Improve Your Bracing
There’s a couple of ways that we can improve our bracing techniques.
One of these is using a lifting belt. Now, a lot of people say that you shouldn’t use a lifting belt unless you’re dealing with maximal loads, but they can also be a great proprioceptive tool if used correctly.
Put your belt on like you normally would, but keep it loose instead of tightening it up, this allows you to feel the belt around your core with 360 degree pressure and it gives you something to breathe out into. This creates awareness of what’s around your core and stomach.

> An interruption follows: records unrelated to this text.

PR #5974, opened 2016-08-12
documenation -- fix getting started instructions

jackdpeterson:
Resolve issue with 'em' not found
Add annotation driver so files can actually be read

### DIFF
--- a/docs/en/tutorials/getting-started.rst
+++ b/docs/en/tutorials/getting-started.rst
@@ -141,6 +141,14 @@ step:
     //$config = Setup::createXMLMetadataConfiguration(array(__DIR__."/config/xml"), $isDevMode);
     //$config = Setup::createYAMLMetadataConfiguration(array(__DIR__."/config/yaml"), $isDevMode);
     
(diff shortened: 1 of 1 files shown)


docs/en/tutorials/getting-started.rst
```diff
@@ -186,7 +194,10 @@ doctrine command. Its a fairly simple file:
     // cli-config.php
     require_once "bootstrap.php";
     
-    return \Doctrine\ORM\Tools\Console\ConsoleRunner::createHelperSet($entityManager);
+    $helperSet = ConsoleRunner::createHelperSet($entityManager->getConnection());
+    // register the entity manager helper
+    $helperSet->set(new EntityManagerHelper($entityManager), 'em');
```
Ocramius: Wait, doesn't `createHelperSet` already create the `EntityManagerHelper`? Is it missing an alias?

Ocramius: If we are miss the `'em'` helper, then we should get rid of it from the docs instead (if the name doesn't match)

The point of this is to breathe down hard into the diaphragm and pretend like you’re expanding a balloon. You should feel it in your sides as well as your back, hold this and then release like you normally would.
You can practice this while doing a squat and deadlift and the belt itself is actually not offering any support, instead it’s allowing you to become aware of your breathing and bracing.
Another great exercise that you can try for improving your bracing is lying on your back, place your feet flat on the floor with your knees in the air. Put one hand on your stomach and one hand on your side and practice breathing down into your diaphragm and feeling your stomach rise. Hold your breath and slightly breathe out to the count of ten then repeat.
If you want to make it a little more difficult, get a weight plate, put it on your stomach to add a little bit more resistance and follow the same process. Breathe down into your stomach, feel your stomach rise and the pressure in your sides increase then count out to ten as you slowly breathe out.
If you want to make it even harder you can count out to 15 or 20 or increase the weight.